> STORED DATA:
Issue #3405, opened 2019-10-25
RFC: Deprecate And Remove Spree.routes


jarednorman:
As documented in #2113, the route helpers in `Spree.routes` are poorly and inconsistently named. [Hawth also stopped using them in new admin code](https://github.com/solidusio/solidus/issues/2113#issuecomment-317821762), instead preferring to use `pathFor` directly. As mentioned in #2113, this is a pretty low priority issue, but making a decision allows us to close the old issue and move on with a solution.

**Solution:**
Deprecate `Spree.routes` and replace all uses of it with `pathFor`. Remove it in a future major version. I prefer this solution because `Spree.routes` doesn't provide much value and is a small burden to keep up to date.

**Alternative:**
Warn users that we will be making `Spree.routes` consistent with the Rails route naming. Update all the names in the next major version. Given that _this is still a breaking change_, I'm less a fan of it, but if people truly find `Spree.routes` valuable, then I'm not opposed to keeping it.

jarednorman:
Now that we have this issue, someone with permissions can close #2113.

seand7565:
#3605 is merged and should close this issue! 🎉

PR #3605, opened 2020-05-04
Replace Spree.routes with Spree.pathFor

seand7565:

**Description**
This PR replaces all instances of Spree.routes with Spree.pathFor. Spree.routes still
exists, we're just preferring to use Spree.pathFor per #3405.

I've added some lines about deprecation to the JS files where Spree.routes live. We should probably output a warning message to console on use, but I'm not 100% sure what the best way to go about it is, since it's just a variable. How do you console.warn when calling a variable in Javascript? 🤔 If there's a good way to do this, please let me know and I'll add it in.

**Checklist:**

### DIFF
--- a/backend/app/assets/javascripts/spree/backend/routes.js
+++ b/backend/app/assets/javascripts/spree/backend/routes.js
@@ -1,27 +1,46 @@
-Spree.routes.checkouts_api = Spree.pathFor('api/checkouts')
-Spree.routes.classifications_api = Spree.pathFor('api/classifications')
-Spree.routes.option_value_search = Spree.pathFor('api/option_values')
-Spree.routes.option_type_search = Spree.pathFor('api/option_types')
-Spree.routes.orders_api = Spree.pathFor('api/orders')
-Spree.routes.product_search = Spree.pathFor('api/products')
-Spree.routes.admin_product_search = Spree.pathFor('admin/search/products')
-Spree.routes.shipments_api = Spree.pathFor('api/shipments')
-Spree.routes.checkouts_api = Spree.pathFor('api/checkouts')
-Spree.routes.stock_locations_api = Spree.pathFor('api/stock_locations')
-Spree.routes.taxon_products_api = Spree.pathFor('api/taxons/products')
-Spree.routes.taxons_search = Spree.pathFor('api/taxons')
-Spree.routes.user_search = Spree.pathFor('admin/search/users')
-Spree.routes.variants_api = Spree.pathFor('api/variants')
-Spree.routes.users_api = Spree.pathFor('api/users')
+/**
+ * @deprecated Spree.routes will be removed in a future release. Please use Spree.pathFor instead.
+ * See: https://github.com/solidusio/solidus/issues/3405
+ */
 
-Spree.routes.line_items_api = function(order_id) {
-  return Spree.pathFor('api/orders/' + order_id + '/line_items')
+var admin_routes = {
+  classifications_api: Spree.pathFor('api/classifications'),
+  option_value_search: Spree.pathFor('api/option_values'),
+  option_type_search: Spree.pathFor('api/option_types'),
+  orders_api: Spree.pathFor('api/orders'),
+  product_search: Spree.pathFor('api/products'),
+  admin_product_search: Spree.pathFor('admin/search/products'),
+  shipments_api: Spree.pathFor('api/shipments'),
+  checkouts_api: Spree.pathFor('api/checkouts'),
+  stock_locations_api: Spree.pathFor('api/stock_locations'),
+  taxon_products_api: Spree.pathFor('api/taxons/products'),
+  taxons_search: Spree.pathFor('api/taxons'),
+  user_search: Spree.pathFor('admin/search/users'),
+  variants_api: Spree.pathFor('api/variants'),
+  users_api: Spree.pathFor('api/users'),
+
+  line_items_api: function(order_id) {
+    return Spree.pathFor('api/orders/' + order_id + '/line_items')
+  },
+
+  payments_api: function(order_id) {
+    return Spree.pathFor('api/orders/' + order_id + '/payments')
+  },
+
+  stock_items_api: function(stock_location_id) {
+    return Spree.pathFor('api/stock_locations/' + stock_location_id + '/stock_items')
+  }
 }
 
-Spree.routes.payments_api = function(order_id) {
-  return Spree.pathFor('api/orders/' + order_id + '/payments')
+var frontend_routes = {
+  states_search: Spree.pathFor('api/states'),
+  apply_coupon_code: function(order_id) {
+    return Spree.pathFor("api/orders/" + order_id + "/coupon_codes");
+  }
 }
 
-Spree.routes.stock_items_api = function(stock_location_id) {
-  return Spree.pathFor('api/stock_locations/' + stock_location_id + '/stock_items')
+if(typeof Proxy == "function") {
+  Spree.routes = new Proxy(Object.assign(admin_routes, frontend_routes), Spree.routesDeprecationProxy);
+} else {
+  Object.assign(Spree.routes, admin_routes)
 }
--- a/core/app/assets/javascripts/spree.js.erb
+++ b/core/app/assets/javascripts/spree.js.erb
@@ -51,12 +51,41 @@ Spree.ajax = function(url, options) {
   return $.ajax(url, options);
 };
 
-Spree.routes = {
+/**
+ * @deprecated Spree.routes will be removed in a future release. Please use Spree.pathFor instead.
+ * See: https://github.com/solidusio/solidus/issues/3405
+ */
+Spree.routesDeprecationProxy = {
+  get: function(obj, prop) {
+    <% if Rails.env != "production" %>
+      console.log("Spree.routes is deprecated, please use pathFor instead. See: https://github.com/solidusio/solidus/issues/3405");
+    <% end %>
+
+    return obj[prop]
+  },
+
+  set: function(obj, prop, value) {
+    <% if Rails.env != "production" %>
+      console.log("Spree.routes is deprecated, please use pathFor instead. See: https://github.com/solidusio/solidus/issues/3405");
+    <% end %>
+
+    obj[prop] = value
+    return value;
+  }
+};
+
+var frontend_routes = {
   states_search: Spree.pathFor('api/states'),
   apply_coupon_code: function(order_id) {
     return Spree.pathFor("api/orders/" + order_id + "/coupon_codes");
   }
-};
+}
+
+if(typeof Proxy == "function") {
+  Spree.routes = new Proxy(frontend_routes, Spree.routesDeprecationProxy);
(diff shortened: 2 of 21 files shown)


aldesantis:
This looks good! I think moving forward we may even want to use something such as https://github.com/railsware/js-routes which works really well. As for the deprecation, I don't think there's a way to do it, because @kennyadsl's suggestion turns `Spree.routes` into a function, changing the API to call it (it would become `Spree.routes().something`) and breaking backwards compatibility.

kennyadsl:
I think this should do the trick:

```js
const Spree.routes_deprecation_proxy = {
  get: function(obj, prop) {
    console.log("This is deprecated, please use ...");

    return obj[prop]
  },

  set: function(obj, prop, value) {
    console.log("This is deprecated, please use ...");

    obj[prop] = value
    return value;
  }
};

Spree.routes = new Proxy({
  states_search: Spree.pathFor('api/states'),
  apply_coupon_code: function(order_id) {
    return Spree.pathFor("api/orders/" + order_id + "/coupon_codes");
  }
}, Spree.routes_deprecation_proxy);
```

The only bad thing is that, when we add new routes in the backend, we need to create a new `Spree.routes` object, instead of adding properties to it. This is needed to avoid emitting deprecation warnings with our own code. Something like

```js
# backend/app/assets/javascripts/spree/backend/routes.js

Spree.routes = new Proxy({
  states_search: Spree.pathFor('api/states'),
  apply_coupon_code: function(order_id) {
    return Spree.pathFor("api/orders/" + order_id + "/coupon_codes");
  },

  checkouts_api = Spree.pathFor('api/checkouts'),
  classifications_api = Spree.pathFor('api/classifications'),
  option_value_search = Spree.pathFor('api/option_values')
}, Spree.routes_deprecation_proxy);
```

but I don't think it's a big deal. 


Thanks @dinohamzic for pointing out [Proxy](https://developer.mozilla.org/en-US/docs/Web/JavaScript/Reference/Global_Objects/Proxy).

seand7565:
@kennyadsl That's perfect! I had no idea about Proxy. I'll plug it in and push again later. Thanks!

kennyadsl:
@seand7565 👍. Since that's a `.js.erb` file, we can even conditionally print the deprecation warning only if it's not in production.

seand7565:
@kennyadsl Added the deprecation warnings, they work great! Thanks for the heads up about Proxy!

core/app/assets/javascripts/spree.js.erb
```diff
@@ -51,12 +51,35 @@ Spree.ajax = function(url, options) {
   return $.ajax(url, options);
 };
 
-Spree.routes = {
+/**
+ * @deprecated Spree.routes will be removed in a future release. Please use Spree.pathFor instead.
+ * See: https://github.com/solidusio/solidus/issues/3405
+ */
+const routes_deprecation_proxy = {
```
kennyadsl, line 58: I think this should be `Spree.routesDeprecationProxy` in order to be visible everywhere and to reflect JS naming conventions.

backend/app/assets/javascripts/spree/backend/routes.js
```diff
@@ -1,27 +1,37 @@
...
-  return Spree.pathFor('api/stock_locations/' + stock_location_id + '/stock_items')
-}
+  payments_api: function(order_id) {
+    return Spree.pathFor('api/orders/' + order_id + '/payments')
+  },
+
+  stock_items_api: function(stock_location_id) {
+    return Spree.pathFor('api/stock_locations/' + stock_location_id + '/stock_items')
+  }
+},routes_deprecation_proxy);
```
kennyadsl, line 37: I think we should use `}, Spree.routes_deprecation_proxy);`, not sure how `routes_deprecation_proxy` can be visible here.

core/app/assets/javascripts/spree.js.erb
seand7565: Yes, you're absolutely right! Thanks!

backend/app/assets/javascripts/spree/backend/routes.js
seand7565: 👍

backend/app/assets/javascripts/spree/backend/routes.js
```diff
@@ -1,27 +1,37 @@
...
-Spree.routes.users_api = Spree.pathFor('api/users')
+/**
+ * @deprecated Spree.routes will be removed in a future release. Please use Spree.pathFor instead.
+ * See: https://github.com/solidusio/solidus/issues/3405
+ */
 
-Spree.routes.line_items_api = function(order_id) {
-  return Spree.pathFor('api/orders/' + order_id + '/line_items')
-}
+Spree.routes = new Proxy({
```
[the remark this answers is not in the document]
seand7565: I'm not sure what it's expecting here? Proxy is a javascript object and shouldn't be undefined.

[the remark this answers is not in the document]
jarednorman: Yeah, it's new-ish API that it probably doesn't know exists... which makes me realize, do we care that it has zero support on IE?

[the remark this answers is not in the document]
seand7565: IE still accounts for 2 to 4% of all web usage according to Wikipedia, but there are only two routes on the frontend - for applying coupon codes and searching states, and I think IE is old enough at this point to justify not supporting. I'm curious to see what others think though.

There's a polyfill for Proxy available, but it looks a bit iffy to me. Babel docs say: 
> Due to the limitations of ES5, Proxies cannot be transpiled or polyfilled.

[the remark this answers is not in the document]
aldesantis: This is an interesting consideration. We don't officially support any browsers, so breaking compatibility with IE wouldn't be a breaking change, at least technically. Also, I wonder if there are any other parts of the JS that use unsupported features.

Would it be possible to only use Proxy when it's available, and revert to a regular object otherwise? The only purpose of Proxy here is to print a deprecation message, so if we can just revert to regular behavior, I think that's fine.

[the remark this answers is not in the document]
seand7565: Check out the latest version, let me know how it looks - on IE11 `typeof Proxy` returns undefined, so that _should_ work... but I don't have the capabilities of testing it on IE11 right now, so I can't be 100% sure.

seand7565:
Hey all - the latest version should fix the hound violation - and also falls back to not using Proxy if the user is on IE11. If anyone has a windows machine and can test that out... I'd really appreciate it. 🙏

core/app/assets/javascripts/spree.js.erb
```diff
@@ -51,13 +51,45 @@ Spree.ajax = function(url, options) {
...
+    return value;
   }
 };
 
+if(typeof Proxy == "function") {
+  Spree.routes = new Proxy({
+    states_search: Spree.pathFor('api/states'),
+    apply_coupon_code: function(order_id) {
+      return Spree.pathFor("api/orders/" + order_id + "/coupon_codes");
+    }
```
aldesantis, line 82: Can we extract this into a separate variable so there's less duplication in the code?

core/app/assets/javascripts/spree.js.erb
```diff
@@ -51,13 +51,45 @@ Spree.ajax = function(url, options) {
...
-    return Spree.pathFor("api/orders/" + order_id + "/coupon_codes");
+/**
+ * @deprecated Spree.routes will be removed in a future release. Please use Spree.pathFor instead.
+ * See: https://github.com/solidusio/solidus/issues/3405
+ */
+Spree.routesDeprecationProxy = {
+  get: function(obj, prop) {
+    <% if Rails.env != "production" %>
+      console.log("Spree.routes is deprecated, please use pathFor instead. See: https://github.com/solidusio/solidus/issues/3405");
+    <% end %>
```
aldesantis, line 62: Would it be better to actually pass the environment to the JS code at runtime? I'm not a huge fan of mixing Ruby and JS like this, I think it could potentially generate a lot of confusion and subtle issues.

backend/app/assets/javascripts/spree/backend/routes.js
```diff
@@ -1,27 +1,66 @@
...
-Spree.routes.user_search = Spree.pathFor('admin/search/users')
-Spree.routes.variants_api = Spree.pathFor('api/variants')
-Spree.routes.users_api = Spree.pathFor('api/users')
+/**
+ * @deprecated Spree.routes will be removed in a future release. Please use Spree.pathFor instead.
+ * See: https://github.com/solidusio/solidus/issues/3405
+ */
+if(typeof Proxy == "function") {
+  Spree.routes = new Proxy({
+    states_search: Spree.pathFor('api/states'),
```
aldesantis, line 7: Can we extract all of this into a variable to remove duplication? In the `else` condition, you should be able to mass-assign these properties via `Object.assign`: https://developer.mozilla.org/it/docs/Web/JavaScript/Reference/Global_Objects/Object/assign.

core/app/assets/javascripts/spree.js.erb
seand7565: Absolutely! Check out the latest version.

backend/app/assets/javascripts/spree/backend/routes.js
seand7565: Done! If Proxy is available, we're rebuilding the whole Spree.routes object (to avoid triggering the deprecation). If not, it uses Object.assign to add the admin routes to the already assigned frontend routes. Take a look and let me know if that works for you!

core/app/assets/javascripts/spree.js.erb
seand7565: I'm not quite sure how to go about this - do you have an example? We could assign a JS variable at the top of the file `var production = <%= Rails.env == "production" %>`, is that what you mean?

Also, I noticed in the frontend JS file, there's another deprecation done like this:
```
  if (console && console.warn) {
    console.warn('Spree.url is deprecated, and will be removed from a future Solidus version.');
  }
```
I hadn't noticed it before - would it be better to follow the already existing example set there? 

Thanks!

aldesantis: @seand7565 100%, I didn't realize we had done it before. This will print the warning even in production, but IMO it's okay to be consistent and follow the existing pattern. If we want to only print the warnings in production, let's make sure we change it everywhere, and maybe in a separate PR.

@kennyadsl what do you think?

kennyadsl: Considering it only happens in the admin, I think it's not too bad if we print a deprecation warning in the console. So 👍 on making them more uniform. 

For the other PR to use the `Rais.env` check, I guess the JS file in the frontend is not an `.erb` and I wouldn't add ruby to it since people can be including frontend files in unexpected ways (maybe with webpack?) and this would be a breaking change.

aldesantis:
Thanks @seand7565! <3

jarednorman:
Thank you @seand7565! 🙂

> ACTIVITY: Starting with the first line above and ending with the line that holds "-Spree.routes.orders_api = Spree.pathFor('api/orders')", restate each line word for word and add nothing else.

> OUTPUT FOR THIS TASK:
Issue #3405, opened 2019-10-25
RFC: Deprecate And Remove Spree.routes


jarednorman:
As documented in #2113, the route helpers in `Spree.routes` are poorly and inconsistently named. [Hawth also stopped using them in new admin code](https://github.com/solidusio/solidus/issues/2113#issuecomment-317821762), instead preferring to use `pathFor` directly. As mentioned in #2113, this is a pretty low priority issue, but making a decision allows us to close the old issue and move on with a solution.

**Solution:**
Deprecate `Spree.routes` and replace all uses of it with `pathFor`. Remove it in a future major version. I prefer this solution because `Spree.routes` doesn't provide much value and is a small burden to keep up to date.

**Alternative:**
Warn users that we will be making `Spree.routes` consistent with the Rails route naming. Update all the names in the next major version. Given that _this is still a breaking change_, I'm less a fan of it, but if people truly find `Spree.routes` valuable, then I'm not opposed to keeping it.

jarednorman:
Now that we have this issue, someone with permissions can close #2113.

seand7565:
#3605 is merged and should close this issue! 🎉

PR #3605, opened 2020-05-04
Replace Spree.routes with Spree.pathFor

seand7565:

**Description**
This PR replaces all instances of Spree.routes with Spree.pathFor. Spree.routes still
exists, we're just preferring to use Spree.pathFor per #3405.

I've added some lines about deprecation to the JS files where Spree.routes live. We should probably output a warning message to console on use, but I'm not 100% sure what the best way to go about it is, since it's just a variable. How do you console.warn when calling a variable in Javascript? 🤔 If there's a good way to do this, please let me know and I'll add it in.

**Checklist:**

### DIFF
--- a/backend/app/assets/javascripts/spree/backend/routes.js
+++ b/backend/app/assets/javascripts/spree/backend/routes.js
@@ -1,27 +1,46 @@
-Spree.routes.checkouts_api = Spree.pathFor('api/checkouts')
-Spree.routes.classifications_api = Spree.pathFor('api/classifications')
-Spree.routes.option_value_search = Spree.pathFor('api/option_values')
-Spree.routes.option_type_search = Spree.pathFor('api/option_types')
-Spree.routes.orders_api = Spree.pathFor('api/orders')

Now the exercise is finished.